## What you are asked to do
Using the data below, copy each line that includes the word "recursive".

## Source data

PR #507, opened 2022-02-03
Better `norm` docstring

valeriabarra:
While working on the new tutorial, I realized the docstring for `norm` was not entirely correct and matching the definition (see for instance the [Wiki](https://en.wikipedia.org/wiki/Lp_space#Lp_spaces_and_Lebesgue_integrals) page)

### DIFF
--- a/src/Fields/mapreduce.jl
+++ b/src/Fields/mapreduce.jl
@@ -8,15 +8,18 @@ weighted_jacobian(space::Spaces.AbstractSpace) =
 """
     sum([f=identity,]v::Field)
 
-Approximate integration of `v` or `f.(v)` over the domain. This is computed by
-summation of the field values multiplied by the Jacobians and the quadrature weights:
+Approximate integration of `v` or `f.(v)` over the domain. In an `AbstractSpectralElementSpace`,
+an integral over the entire space is computed by summation over the elements of the integrand
+multiplied by the Jacobian determinants and the quadrature weights at each node within an element.
+Hence, `sum` is computed by summation of the field values multiplied by the Jacobian determinants
+and quadrature weights:
 
 ```math
 \\sum_i f(v_i) W_i J_i
 \\approx
 \\int_\\Omega f(v) \\, d \\Omega
 ```
-where ``v_i``` is the value at each node, and ``f``` is the identity function if not specified.
+where ``v_i`` is the value at each node, and ``f`` is the identity function if not specified.
 """
 function Base.sum(field::Union{Field, Base.Broadcast.Broadcasted{<:FieldStyle}})
     Base.reduce(
@@ -47,15 +50,16 @@ Base.extrema(field::Field) = extrema(identity, field)
 """
     mean([f=identity, ]v::Field)
 
-The mean value of `field` or `f.(field)` over the domain, weighted by area. This is computed by
-summation of the field values multiplied by the Jacobians and the quadrature weights:
+The mean value of `field` or `f.(field)` over the domain, weighted by area.
+Similar to `sum`, in an `AbstractSpectralElementSpace`, this is computed by
+summation of the field values multiplied by the Jacobian determinants and quadrature weights:
 
 ```math
 \\frac{\\sum_i f(v_i) W_i J_i}{\\sum_i W_i J_i}
 \\approx
 \\frac{\\int_\\Omega f(v) \\, d \\Omega}{\\int_\\Omega \\, d \\Omega}
 ```
-where ``v_i`` is the value at each node, and ``f`` is the identity function if not specified.
+where ``v_i`` is the Field value at each node, and ``f`` is the identity function if not specified.
 """
 function Statistics.mean(field::Field)
     Base.sum(field) / Base.sum(weighted_jacobian(field))
@@ -67,25 +71,33 @@ end
 """
     norm(v::Field, p=2; normalize=true)
 
-The approximate ``L^p`` norm of `v`. This is computed by summation of the norms
-of the field values multiplied by the Jacobians and the quadrature weights. If
-`normalize=true` (the default), then it is divided by the sum of the weights:
+The approximate ``L^p`` norm of `v`, where ``L^p`` represents the space of measurable
+functions for which the p-th power of the absolute value is Lebesgue integrable, that is:
 ```math
-\\left(\\frac{\\sum_i \\|v_i\\|^p W_i J_i}{\\sum_i W_i J_i}\\right)^{1/p}
-\\approx
-\\left(\\frac{\\int_\\Omega \\|v\\|^p \\, d \\Omega}{\\int_\\Omega \\, d \\Omega}\\right)^{1/p}
+\\| v \\|_p = \\left( \\int_\\Omega |v|^p d \\Omega \\right)^{1/p}
 ```
-where ``v_i`` is the value at each node. If `p=Inf`, then the norm is the
-maximum of the absolute values
+where ``|v|`` is defined to be the absolute value if ``v` is a scalar-valued Field, or the 2-norm
+if it is a vector-valued Field or composite Field (see [LinearAlgebra.norm](https://docs.julialang.org/en/v1/stdlib/LinearAlgebra/#LinearAlgebra.norm)).
+Similar to `sum` and `mean`, in an `AbstractSpectralElementSpace`, this is computed by
+summation of the field values multiplied by the Jacobian determinants and quadrature weights.
+If `normalize=true` (the default), then internally the discrete norm is divided
+by the sum of the Jacobian determinants and quadrature weights:
 ```math
-\\max_i \\|v_i\\| \\approx \\sup_{\\Omega} \\|v\\|
+\\left(\\frac{\\sum_i |v_i|^p W_i J_i}{\\sum_i W_i J_i}\\right)^{1/p}
+\\approx
+\\left(\\frac{\\int_\\Omega |v|^p \\, d \\Omega}{\\int_\\Omega \\, d \\Omega}\\right)^{1/p}
+```
+If `p=Inf`, then the norm is the maximum of the absolute values
+```math
+\\max_i |v_i| \\approx \\sup_{\\Omega} |v|
 ```
 
 Consequently all norms should have the same units for all ``p`` (being the same
 as calling `norm` on a single value).
 
-If `normalize=false`, then the denominator term is omitted, and so will be
-multiplied by the length/area/volume of ``\\Omega`` to the power of ``1/p``.
+If `normalize=false`, then the denominator term is omitted, and so the result will be
+the norm as described above multiplied by the length/area/volume of ``\\Omega`` to
+the power of ``1/p``.
 """
 function LinearAlgebra.norm(field::Field, p::Real = 2; normalize = true)
     if p == 2


valeriabarra:
bors try

src/Fields/mapreduce.jl
```diff
@@ -67,24 +67,30 @@ end
...
+```
+In an `AbstractSpectralElementSpace`, an integral over the entire space is
+computed by summation over the elements of the integrand multiplied by the
+Jacobians and the quadrature weights.
+If `normalize=true` (the default), then it is divided by the sum of the weights:
+```math
+\\left(\\frac{\\sum_i |v_i|^p W_i J_i}{\\sum_i W_i J_i}\\right)^{1/p}
 \\approx
-\\left(\\frac{\\int_\\Omega \\|v\\|^p \\, d \\Omega}{\\int_\\Omega \\, d \\Omega}\\right)^{1/p}
+\\left(\\frac{\\int_\\Omega |v|^p \\, d \\Omega}{\\int_\\Omega \\, d \\Omega}\\right)^{1/p}
```
simonbyrne, line 82: The reason I had `\|` instead of `|` is that for non-scalar-valued fields we call `norm` at each point. This should probably be explained a bit better.

valeriabarra: It looks odd to have a norm inside of a norm definition. It looks circular.... Should we just add a subscript to denote the component then? Like 
```
\\int_\\Omega |v_i|^p \\, d \\Omega
```
In case of a scalar-valued function then `v_i \equiv v`

jakebolewski: its a recursive norm (like Base julia), what Simon had looks like it aligns more with how norm is documented in `LinearAlgebra.norm`

simonbyrne: See https://docs.julialang.org/en/v1/stdlib/LinearAlgebra/#LinearAlgebra.norm

valeriabarra: From what I see in the [`LinearAlgebra.norm` docs](https://docs.julialang.org/en/v1/stdlib/LinearAlgebra/#LinearAlgebra.norm) they define the l^2 norm (small l, not capital L. Suitable for discrete [sequence spaces](https://en.wikipedia.org/wiki/Lp_space#General_%E2%84%93p-space), not L^2 continuous function spaces like what we are trying to define here) and they also have absolute values of each component in the definition

simonbyrne: I'm happy to switch notation so that the inner norm uses |v|, but we should explain that this will call `norm`, as per the link:
> ∣a_i∣| the [norm](https://docs.julialang.org/en/v1/stdlib/LinearAlgebra/#LinearAlgebra.norm) of a_i.

> Since the p-[norm](https://docs.julialang.org/en/v1/stdlib/LinearAlgebra/#LinearAlgebra.norm) is computed using the norms of the entries of A, the p-norm of a vector of vectors is not compatible with the interpretation of it as a block vector in general if p != 2.

valeriabarra:
bors try

src/Fields/mapreduce.jl
valeriabarra: I added a clarification about vector-valued Vs scalar Fields in [[b72dfb9](https://github.com/CliMA/ClimaCore.jl/pull/507/commits/b72dfb965707503948e78fbe0a244a02d51ba3a6)](https://github.com/CliMA/ClimaCore.jl/pull/507/commits/b72dfb965707503948e78fbe0a244a02d51ba3a6). If we want to be more precise, we should use a double index. One for the Field component (I would personally call that `c`, unlike what we have used for the `IJKFVH` DataLayout) and one for the nodes

jakebolewski: A recursive norm is calling calling `norm_p(vector_val)` it's not component wise?   Maybe I'm confused about how it is worded.

src/Fields/mapreduce.jl
```diff
@@ -67,24 +67,32 @@ end
...
-The approximate ``L^p`` norm of `v`. This is computed by summation of the norms
-of the field values multiplied by the Jacobians and the quadrature weights. If
-`normalize=true` (the default), then it is divided by the sum of the weights:
+The approximate ``L^p`` norm of `v`, where ``L^p`` represents the space of measurable
+functions for which the p-th power of the absolute value is Lebesgue integrable, that is:
 ```math
-\\left(\\frac{\\sum_i \\|v_i\\|^p W_i J_i}{\\sum_i W_i J_i}\\right)^{1/p}
+\\| v \\|_p = \\left( \\int_\\Omega |v_i|^p d \\Omega \\right)^{1/p}
+```
+where ``v_i`` is the value of each component of the `Field` ``v``, in case of vector-valued fields,
```
simonbyrne, line 75: `i` below refers to the nodes at which we have values, not components.

simonbyrne:
Also you don't need to `bors try` to rebuild the docs, they build automatically.

src/Fields/mapreduce.jl
valeriabarra: That's why I said if we wanted to be more precise we should use two indices, one for the components and one for the node values. How would you want to describe this in a way that is mathematically correct to describe the L^p function norm and reflects the code?

jakebolewski: the way it is written in the `LinearAlgebra.norm` docs

simonbyrne: I think it might make more sense to draw the distinction between the field as a function on Omega, and as a discrete set of node values. I don't think you need to talk about components, other than to say that `|v(x)|` is defined to be the absolute value if scalar-values, or the 2-norm if a vector or composite valued.

valeriabarra: The way they write it is suitable for array-like objects (l^2 discrete [sequences](https://en.wikipedia.org/wiki/Lp_space#General_%E2%84%93p-space)) but it is not technically suitable for [L^2 function spaces](https://en.wikipedia.org/wiki/Lp_space#Lp_spaces_and_Lebesgue_integrals), that we are defining here in a function space. I know we discretely represent the function as a Field, but since we use the integral in the definition (unlike the `LinearAlgebra.norm` docs) we have to be careful and consistent. 
image
image

valeriabarra: @simonbyrne I reworded this following your suggestion and squashed. I also agree that we should definitely draw the distinction between the field as a function on Omega, and as a discrete set of node values. But it should perhaps be done in a broader introduction to the (Fields?) API, not in the norm function docstring

src/Fields/mapreduce.jl
```diff
@@ -67,24 +67,32 @@ end
...
-The approximate ``L^p`` norm of `v`. This is computed by summation of the norms
-of the field values multiplied by the Jacobians and the quadrature weights. If
-`normalize=true` (the default), then it is divided by the sum of the weights:
+The approximate ``L^p`` norm of `v`, where ``L^p`` represents the space of measurable
+functions for which the p-th power of the absolute value is Lebesgue integrable, that is:
 ```math
-\\left(\\frac{\\sum_i \\|v_i\\|^p W_i J_i}{\\sum_i W_i J_i}\\right)^{1/p}
+\\| v \\|_p = \\left( \\int_\\Omega |v_i|^p d \\Omega \\right)^{1/p}
+```
+where ``|v_i|`` is defined to be the absolute value if ``v` is a scalar-valued Field, or the 2-norm
```
simonbyrne, line 75:
```suggestion
\\| v \\|_p = \\left( \\int_\\Omega |v|^p d \\Omega \\right)^{1/p}
```
where ``|v|`` is defined to be the absolute value if ``v` is a scalar-valued Field, or the 2-norm
```

File: src/Fields/mapreduce.jl [hunk 4]
```diff
@@ -67,24 +67,32 @@ end
...
     norm(v::Field, p=2; normalize=true)
 
-The approximate ``L^p`` norm of `v`. This is computed by summation of the norms
-of the field values multiplied by the Jacobians and the quadrature weights. If
-`normalize=true` (the default), then it is divided by the sum of the weights:
+The approximate ``L^p`` norm of `v`, where ``L^p`` represents the space of measurable
+functions for which the p-th power of the absolute value is Lebesgue integrable, that is:
 ```math
-\\left(\\frac{\\sum_i \\|v_i\\|^p W_i J_i}{\\sum_i W_i J_i}\\right)^{1/p}
+\\| v \\|_p = \\left( \\int_\\Omega |v_i|^p d \\Omega \\right)^{1/p}
```
simonbyrne, line 73:
```suggestion
\\| v \\|_p = \\left( \\int_\\Omega |v|^p d \\Omega \\right)^{1/p}
```

src/Fields/mapreduce.jl
simonbyrne, line 75:
```suggestion
where ``|v|`` is defined to be the absolute value if ``v` is a scalar-valued Field, or the 2-norm
```

src/Fields/mapreduce.jl
```diff
@@ -67,24 +67,32 @@ end
...
+In an `AbstractSpectralElementSpace`, an integral over the entire space is
+computed by summation over the elements of the integrand multiplied by the
+Jacobian determinant and the quadrature weights at each node within an element.
+If `normalize=true` (the default), then internally the discrete norm is divided
+by the sum of the Jacobian determinants and weights:
+```math
+\\left(\\frac{\\sum_i |v_i|^p W_i J_i}{\\sum_i W_i J_i}\\right)^{1/p}
 \\approx
-\\left(\\frac{\\int_\\Omega \\|v\\|^p \\, d \\Omega}{\\int_\\Omega \\, d \\Omega}\\right)^{1/p}
+\\left(\\frac{\\int_\\Omega |v_i|^p \\, d \\Omega}{\\int_\\Omega \\, d \\Omega}\\right)^{1/p}
```
simonbyrne, line 85:
```suggestion
\\left(\\frac{\\int_\\Omega |v|^p \\, d \\Omega}{\\int_\\Omega \\, d \\Omega}\\right)^{1/p}
```

src/Fields/mapreduce.jl
```diff
@@ -67,24 +67,32 @@ end
...
+functions for which the p-th power of the absolute value is Lebesgue integrable, that is:
 ```math
-\\left(\\frac{\\sum_i \\|v_i\\|^p W_i J_i}{\\sum_i W_i J_i}\\right)^{1/p}
+\\| v \\|_p = \\left( \\int_\\Omega |v_i|^p d \\Omega \\right)^{1/p}
+```
+where ``|v_i|`` is defined to be the absolute value if ``v` is a scalar-valued Field, or the 2-norm
+if it is a vector-valued Field or composite Field, at each node.
+In an `AbstractSpectralElementSpace`, an integral over the entire space is
+computed by summation over the elements of the integrand multiplied by the
+Jacobian determinant and the quadrature weights at each node within an element.
```
simonbyrne, line 79: I like this addition, but we should move it to the docs for `sum`, and then refer to it here and in `mean`.

src/Fields/mapreduce.jl
```diff
@@ -67,24 +67,32 @@ end
...
-\\max_i \\|v_i\\| \\approx \\sup_{\\Omega} \\|v\\|
+\\max_i |v_i| \\approx \\sup_{\\Omega} |v|
 ```
 
 Consequently all norms should have the same units for all ``p`` (being the same
 as calling `norm` on a single value).
 
-If `normalize=false`, then the denominator term is omitted, and so will be
+If `normalize=false`, then the denominator term is omitted, and so the actual norm value will be
 multiplied by the length/area/volume of ``\\Omega`` to the power of ``1/p``.
```
simonbyrne, line 96:
```suggestion
If `normalize=false`, then the denominator term is omitted, and so the result will be the norm as described above
multiplied by the length/area/volume of ``\\Omega`` to the power of ``1/p``.
```

valeriabarra:
Hi @simonbyrne , I applied the suggestions from the review. If/when approved, I can squash commits

simonbyrne (approved):
Looks great, thanks!

simonbyrne:
The cluster is down for maintenance today, so no buildkite

valeriabarra:
> The cluster is down for maintenance today, so no buildkite

ah yeah, I've just seen your reminder on Slack now. I had forgotten about the scheduled maintenance for today. I'll `bors r+` when available again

## Exercise result
jakebolewski: its a recursive norm (like Base julia), what Simon had looks like it aligns more with how norm is documented in `LinearAlgebra.norm`
jakebolewski: A recursive norm is calling calling `norm_p(vector_val)` it's not component wise?   Maybe I'm confused about how it is worded.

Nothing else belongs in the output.